3 Source: the School Basic Survey.

4 Source: https://www.jsps.go.jp/j-grantsinaid/27_kdata/data/3-3-1/3-3-1_r1.pdf.

5 The degree fields include Science (44%), Medicine (19%), Agriculture (11%), Bioscience (10%), and others (16%).

6 First, this allows us to administer the survey in a single language (Japanese), and the resulting homogeneous sample simplifies the later analyses. Second, non-Japanese students are less likely to say in academic careers in Japan – for example, only 50% of non-Japanese graduates stay in Japan while 95% of Japanese graduates stay in Japan (Nistep 2018).

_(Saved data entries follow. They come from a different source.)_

PR #145, opened 2022-04-04
Update to buster, ruby 2.5.5 and puma 4.3.12

brorbw:
This is a shallow poke since something breaks the website and I have not looked into the details.

Left is before updating right is after
Screenshot 2022-04-04 at 16 37 46


Dockerfile
```diff
@@ -1,7 +1,7 @@
-FROM node:stretch
+FROM node:buster
 
 RUN apt-get update \
-    && apt-get install -y ruby2.3 bundler \
+    && apt-get install -y ruby2.5 bundler \
```
kbadk, line 4: Might be a good idea to go straight to 2.7 while you're at it. 2.7 is what we're running in most other images.

brorbw: I updated to 2.5 as an initial test to see how much broke. This is only on a `buster` image also.

brorbw:
Closing due to https://clearhaus.slack.com/archives/C3LG75WE9/p1649421708553339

7 Of the 587, we could not reach 14 scientists.

8 The indicator takes a value of 0 for non-novel publications and positive values for novel publications with higher indicator values corresponding to greater novelty. Since the indicator takes positive values only for 10% of all publications, we transform the indicator into a dichotomous measure coded 0 for non-novel and 1 for novel publications.

9 The correlation matrix of the variables is found in Online Supplement.

10 Spearman's rank correlation is calculated between the three-point scale (major – minor – no responsibility) measures for all functions in the PhD period and in the postdoc period. The analysis finds significantly positive correlations for subject setting (p < 0.001), planning (p < 0.001), and experiment (p < 0.001), but not for hypothesis formulation and writing.

11 The percentages of the respondents choosing either mainly A (or B) or rather A (or B) than B (or A) are summed and reported.

12 The distinction of upstream and downstream functions is supported by a factor analysis (see Online Supplement).

13 The marginal effect is computed with all variables set at their mean values except for the focal independent variable.

14 The result of the factor analysis is found in Online Supplement.

15 In computing the marginal effect, the comparison is made between a case where the focal independent variable takes the value of 5 and a case where the independent variable takes the value of 1.

16 The respondents reported significantly higher autonomy for their own training period (Figure 1(A,B)) than for the training of their students (Figure 1(C)). We believe that this is due to the respondents' cognitive bias.

17 For example, the study found that 60% of the Japanese in PhD training received intensive faculty guidance while 47% of respondents on average across 22 countries were given such guidance (e.g. 23% in the UK and 70% in the US). Similarly, 60% of the Japanese chose their PhD research topics, while 65% is the global average (64% in the UK and 85% in the US).